The issue of possible differences between 2D and 3D patterns was raised for the first time in connection with some of the earliest experiments on 2D Turing patterns (2, 3). A number of theoretical works predict a variety of possible shapes for 3D patterns (1113)—including body-centered cubic (bcc) arrays of spots, hexagonally close-packed (hcp) cylinders), and lamellae—that are not simply extensions of 2D patterns into 3D. However, experiments in continuously fed unstirred reactors (CFURs) on the CIMA system or others (14) that are able to generate Turing patterns have been effectively confined to 2D patterns in a thin layer or to 3D patterns in a thick layer with large concentration gradients (i.e., an inhomogeneous system) (15). Moreover, the CFUR configuration does not lend itself to the analysis of 3D patterns (16) by tomographic methods, which have successfully been applied to the study of 3D scroll waves (1719), a straightforward extension of 2D spiral waves into 3D media. Visualization of 3D patterns is a challenging task; simple visual observation or microscopy yields a 2D projection, which will obscure the structure in all but the simplest patterns.

To generate 3D Turing patterns in a homogeneous medium while simultaneously overcoming the technical problems that hinder their observation, we explore the Belousov-Zhabotinsky (BZ) reaction incorporated into a water-in-oil aerosol OT (AOT) microemulsion, the so-called BZ-AOT system (20, 21).

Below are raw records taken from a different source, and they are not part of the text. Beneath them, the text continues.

Issue #2439, opened 2018-09-19
Active disk snapshot is missing arrow in Sunstone


vholer:
**Description**
In the Sunstone, active disk snapshot is missing an arrow. There is just empty space.

![image](https://user-images.githubusercontent.com/414850/45766333-98591c00-bc37-11e8-87e8-35dcefed17bd.png)

**Details**
 - Affected Component: Sunstone
 - Version: 5.6.1 candidate

## Progress Status
- [x] Branch created 
- [x] Code committed to development branch
- [x] Testing - QA
- [x] Documentation 
- [x] Release notes - resolved issues, compatibility, known issues
- [x] Code committed to upstream release/hotfix branches
- [x] Documentation committed to upstream release/hotfix branches

PR #2470, opened 2018-10-03
B #2439: Active disk snapshot is missing arrow in Sunstone

abelCoronado93:
- one-5.6
- one-5.6-devel
- master


tinova:
do we have tests for this?

abelCoronado93:
the problem was that an icon did not appear

tinova:
ok, we'll skip the test then

Issue #2474, opened 2018-10-04
Network model is not working in vCenter


OpenNebulaSupport:
**Description**
Network model is not working when using vCenter. The attribute is not taken from the template.

**To Reproduce**
Add a network model to the template and instantiate it.

**Details**
 - Affected Component: network
 - Hypervisor: vCenter

## Progress Status
- [x] Branch created 
- [x] Code committed to development branch
- [x] Testing - QA
- [x] Documentation 
- [x] Release notes - resolved issues, compatibility, known issues
- [x] Code committed to upstream release/hotfix branches
- [x] Documentation committed to upstream release/hotfix branches

joseangelgm:
PR test https://github.com/OpenNebula/development/pull/381

tinova:
good work!

PR #2484, opened 2018-10-08
B #2474 Network model is not working in vCenter

joseangelgm:
Apply to:
- master
- one-5.6
- one-5.6-devel


tinova:
need to conform to ruby style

This medium has already been shown to give rise to 2D Turing patterns that are stable for 1 to 2 hours without external feeding (22). The ~10-nm–diameter aqueous droplets of the microemulsion are surrounded by a monolayer of surfactant, sodium bis(2-ethylhexyl)-sulfosuccinate and are dispersed in a continuous oil phase. The polar BZ reagents (malonic acid, sodium bromate, sulfuric acid, and ferroin) reside in the water droplets. When the reaction begins, apolar intermediates (notably the inhibitor species, Br2) are produced in the droplets and diffuse through the oil phase. The diffusion of Br2 occurs at rates up to two orders of magnitude greater than that of the polar species, including the BZ activator HBrO2, which diffuse together with entire water droplets.

Note that the microheterogeneous BZ-AOT system can be considered as homogeneous on the chemically relevant length scale, because the characteristic wavelength of the patterns observed (lT = 0.1 to 0.3 mm) is several orders of magnitude greater than the size and spacing of the of water droplets (~10 nm). The characteristic times of the key chemical processes in the BZ reaction, typically on the order of seconds, are also much longer than the characteristic time for mass exchange via fission-fusion of water droplets.

We used BZ reactant concentrations and microemulsion parameters [the water-surfactant molar ratio ω = [H2O]/[AOT] (where [H2O] and [AOT] are the concentrations of H2O and AOT, respectively) and ϕd, the volume fraction of droplets] that give rise to Turing patterns in 2D. To improve visualization, we replaced the octane used as the oil phase in earlier experiments with cyclooctane, which requires a small readjustment of the concentrations to remain in the Turing domain. Cyclooctane has nearly the same index of refraction as quartz, which minimizes refraction at the curved interfaces between the capillary and its surroundings. For the 2D experiments, we used a protocol described earlier (22), in which we sandwiched the BZ-AOT emulsion between two optical windows separated by an 80-μm-thick polytetrafluoroethylene (Teflon, DuPont, Wilmington, Delaware) gasket. Patterns were observed via a microscope equipped with a charge-coupled–device camera. Stationary Turing structures emerged after initial transient bulk oscillations and/or waves and persisted for 1 hour or more. At longer times, we observed changes (for example, from labyrinthine or lamellar to spot patterns) and, ultimately, the disappearance of structured patterns.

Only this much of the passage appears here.